(Problem description): Find the line containing "Screenshot 2022-03-23 at 18 52 49" in the records below. Copy exactly that line and each one after it, ending at the line containing "Zrzut ekranu 2022-03-23 o 19 14 31", and nothing more.

Stored data entries:
PR #2311, opened 2022-03-17
integrate NFT minting and sale extrinsics

### LINKED ISSUE #1922: Issue NFT transaction Handling
**Context**

This issue encapsulates the set of APi calls and responses handling across Atlas and other services to publish the nft. From user POV there is a requirement to sign transaction with the wallet to make it happen. In the very end of the flow the Issue NFT flow closes and user is shown a confirmation toaster with the new status of NFT. 

It is a single transaction and we can bundle all of the actions:

- Publish Video
- Issue as NFT
- Put to Auction

kdembler:
Resolves #1922

### DIFF
--- a/packages/atlas/src/joystream-lib/helpers.ts
+++ b/packages/atlas/src/joystream-lib/helpers.ts
@@ -5,7 +5,9 @@ import {
   AuctionType,
   EnglishAuctionDetails,
   InitTransactionalStatus,
+  NftIssuanceParameters,
   OpenAuctionDetails,
+  Royalty,
   StorageAssets,
 } from '@joystream/types/content'
 import { DataObjectCreationParameters } from '@joystream/types/storage'
@@ -242,7 +244,7 @@ export const createNftAuctionParams = (registry: Registry, inputMetadata: NftAuc
   throw new JoystreamLibError({ name: 'UnknownError', message: `Unknown auction type`, details: { inputMetadata } })
 }
 
-export const createNftIssuanceTransactionalStatus = (
+const createNftIssuanceTransactionalStatus = (
   registry: Registry,
   inputMetadata: NftIssuanceInputMetadata
 ): InitTransactionalStatus => {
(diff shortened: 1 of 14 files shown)


packages/atlas/src/joystream-lib/helpers.ts
```diff
@@ -257,3 +259,21 @@ export const createNftIssuanceTransactionalStatus = (
...
+): NftIssuanceParameters | null => {
+  if (!inputMetadata) {
+    return null
+  }
+
+  const initTransactionalStatus = createNftIssuanceTransactionalStatus(registry, inputMetadata)
+
+  return new NftIssuanceParameters(registry, {
+    nft_metadata: new Bytes(registry, '0x0'),
+    royalty: new Option(registry, Royalty, inputMetadata.royalty),
```
drillprop, line 275: Setting royalties still doesn't work, right? I lost of track what is working now and what's not. I mean, I tried to set royalties and failed with doing that.

packages/atlas/src/views/studio/VideoWorkspace/VideoForm/VideoForm.tsx
```diff
@@ -181,35 +182,43 @@ export const VideoForm: React.FC<VideoFormProps> = React.memo(({ onSubmit, setFo
 
       const videoWidth = videoInputFile?.mediaPixelWidth
       const videoHeight = videoInputFile?.mediaPixelHeight
+      const assets: VideoFormAssets = {
```
drillprop, line 185: Okay, found a weird bug. I had a video that wasn't issued as NFT. I clicked `edit video` clicked `mint an NFT` and published this change. Everything seemed to be working as it should(no error) but when I checked the NFT in the query node I got `null`. 
But this is not the end. I tried again with the same video and next time I got an extrinsic error - `NFT for given video id already exists`. I assumed that the query node didn't get information somehow about this NFT. 
Could you reproduce this and see if it happens also to you? 
I guess this is another problem with the query node.

drillprop: btw, the problem happened on video with id 19, if you want to investigate this further.

drillprop (approved):
I have two questions, but I don't think they are fixable on our side. Besides, that works great, really love the experience.

packages/atlas/src/views/studio/VideoWorkspace/VideoForm/VideoForm.tsx
kdembler: Yes, I forgot to mention, query node support for minting as part of edit is broken at the moment :( https://github.com/Joystream/joystream/issues/3424

PR #2317, opened 2022-03-17
clean up playground

kdembler:
Just a tiny housekeeping to remove some unused playgrounds so it's easier to use


eldiegod (approved):

drillprop:
I pushed another small change. This should lower the width of the NftTile in the NFT extrinsic playground. Let me know what you think

kdembler:
Fantastic idea @drillprop

PR #2322, opened 2022-03-21
Set correct max dates in NFT Issue form

### LINKED ISSUE #2303: Set correct maxDate in AuctionDatePicker
We need to set proper maxDate in step 2 of our NftIssueForm and also make sure that validation works properly.
To accomplish that we can use these two functions from Polkadot API
 - `api.query.content.auctionStartsAtMaxDelta()` -  indicates when in the future the auction can start(in blocks). 
- `api.query.content.maxAuctionDuration()` - self-explanatory, how long auction can run(also in blocks)

drillprop:
Fix #2303


drillprop:
Draft for now. It will need some refactoring after merging https://github.com/Joystream/atlas/pull/2326

kdembler (approved):

PR #2323, opened 2022-03-21
fix search input styling for iOS

### LINKED ISSUE #2093: Channel page search input - wrong styling on iOS
**Screenshots**
IMG_2572

- OS: iOS 15.2.1
- Browser: Safari 15.2

rafalpawlow:
Fixes #2093 

It doesn't have white background anymore (not sure if this is our fix or iOS), but it still has unnecessary border radius.
IMG-2617


drillprop (changes requested):
If we can't change the border radius, maybe we shouldn't use input with type `search` then? We're hiding the cancel button anyway, wdyt?

rafalpawlow:
As discussed on meeting, let's stay with search type. Mostly because of iOS behaviour.

drillprop (approved):

PR #2326, opened 2022-03-22
improve nft sale validation

kdembler:
This PR:
- Adds fetching of chain constants
- Validates the NFT minimum bid to be higher than chain variable
- Provides default values for "starting price" and "buy now" fields, depending on listing type
- Adds error messages if incorrect values (like negative number) are provided

### DIFF
--- a/packages/atlas/src/views/global/NftSaleBottomDrawer/NftForm/NftForm.utils.ts
+++ b/packages/atlas/src/views/global/NftSaleBottomDrawer/NftForm/NftForm.utils.ts
@@ -4,9 +4,9 @@ import { z } from 'zod'
 import { AuctionDatePickerValue } from '@/components/_inputs/AuctionDatePicker'
 import { pluralizeNoun } from '@/utils/misc'
 
-import { NftFormFields } from './NftForm.types'
+import { Listing, NftFormFields } from './NftForm.types'
 
-export const createValidationSchema = (data: NftFormFields) => {
+export const createValidationSchema = (data: NftFormFields, listingType: Listing, minStartingPrice: number) => {
   const auctionDateType = z
     .union([
       z.object({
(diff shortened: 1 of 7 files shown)


packages/atlas/src/views/global/NftSaleBottomDrawer/NftForm/NftForm.utils.ts
```diff
@@ -21,6 +21,10 @@ export const createValidationSchema = (data: NftFormFields) => {
     .nullable()
     .optional()
 
+  const buyNowPrice = z
+    .number({ required_error: 'Buy now price must be provided', invalid_type_error: 'Buy now price must be a number' })
+    .min(1, 'Buy now price cannot be lower than 1')
```
drillprop, line 26: We still need to cover one case. Minimum bid shouldn't be higher than buy now price: 
image

packages/atlas/src/views/global/NftSaleBottomDrawer/NftForm/NftForm.utils.ts
```diff
@@ -63,8 +67,11 @@ export const createValidationSchema = (data: NftFormFields) => {
         { message: 'Expiration date cannot be earlier than starting date' }
       ),
     royalty: z.number().nullable().optional(),
-    startingPrice: z.number().nullable().optional(),
-    buyNowPrice: z.number().nullable().optional(),
+    startingPrice: z
+      .number({ invalid_type_error: 'Minimum bid must be a number' })
+      .min(minStartingPrice, `Minimum bid cannot be lower than ${minStartingPrice}`)
```
drillprop: Same as above I guess

drillprop (changes requested):

drillprop (approved):

PR #2332, opened 2022-03-22
Show sign in dialog if user takes NFT action

### LINKED ISSUE #2276: Display login dialog if non-logged-user takes NFT action
When the user takes some action that requires login, we should display a login modal, as seen [in Figma](https://www.figma.com/file/ymHYOFItrmFaLeBC5Z4tpQ/Sign-in?node-id=511%3A56699)

Component has been implemented in https://github.com/Joystream/atlas/pull/1775 along with a hook.

**AC:**

- [ ] Make sure the dialog is shown whenever NFT action is taken

drillprop:
fix #2276

To test it out: 
- clear local storage 
- go to the playground and try to open the NFT purchase drawer or NFT settlement drawer

### DIFF
--- a/packages/atlas/src/providers/nftActions/hooks.ts
+++ b/packages/atlas/src/providers/nftActions/hooks.ts
@@ -1,12 +1,19 @@
 import { useCallback, useContext } from 'react'
 
+import { useDisplaySignInDialog } from '@/hooks/useDisplaySignInDialog'
+
 import { NftActionsContext } from './provider'
+
+import { useUser } from '../user'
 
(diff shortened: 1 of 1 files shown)


rafalpawlow (changes requested):
I'm thinking, maybe instead of repeating this condition (DRY) we could create some function which will check this? Or some proxy function which will check whether user is logged in, and then fire action or open sign in dialog?

rafalpawlow (approved):

kdembler (approved):

PR #2342, opened 2022-03-23
add Olympia banner

kdembler:
This PR adds a banner informing users that Atlas will keep using Giza network for a couple of days and changes they are making will be lost until full migration. The banner is visible in Studio or when creating/editing a membership.

**It's hacky.** I don't want to do a proper layout with this banner on top so added a quick hack, once we migrate to Olympia, we can revert this commit

Screenshot 2022-03-23 at 18 52 49


rafalpawlow (changes requested):
it cuts navbar buttons on mobile

Zrzut ekranu 2022-03-23 o 19 04 36

rafalpawlow (changes requested):
No more mobile problem, it covers close button
Zrzut ekranu 2022-03-23 o 19 14 31

rafalpawlow (approved):

PR #2346, opened 2022-03-24
update context menu component

### LINKED ISSUE #2290: Update the Context menu component
**AC:**

- [ ] Add new border radius
- [ ] Add missing top/bottom padding

---

The goal of this quick task is to introduce a subtle border radius to the Context menu component, based on the recently added radii design tokens. Designs and docs [can be found here](https://www.figma.com/file/Pf31tuYpozYmpq163U2ho8/Web-components?node-id=3158%3A103636).

image

---

When revisiting this component's implementation, it would be great if we could add a missing top & bottom padding of `4px` in all variants.

image

rafalpawlow:
Closes #2290 

**Design**
https://www.figma.com/file/Pf31tuYpozYmpq163U2ho8/Web-components?node-id=3158%3A103636

### DIFF
--- a/packages/atlas/src/components/_overlays/ContextMenu/ContextMenu.styles.ts
+++ b/packages/atlas/src/components/_overlays/ContextMenu/ContextMenu.styles.ts
@@ -38,5 +38,5 @@ export const StyledContainer = styled.div<StyledContainerProps>`
   word-break: break-all;
   border-radius: ${cVar('radiusSmall')};
   overflow: auto;
-  padding: ${({ scrollable }) => sizes(scrollable ? 2 : 1)} 0;
+  padding: ${sizes(1)} 0;
 `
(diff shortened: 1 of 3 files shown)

(Response to the task):
Screenshot 2022-03-23 at 18 52 49


rafalpawlow (changes requested):
it cuts navbar buttons on mobile

Zrzut ekranu 2022-03-23 o 19 04 36

rafalpawlow (changes requested):
No more mobile problem, it covers close button
Zrzut ekranu 2022-03-23 o 19 14 31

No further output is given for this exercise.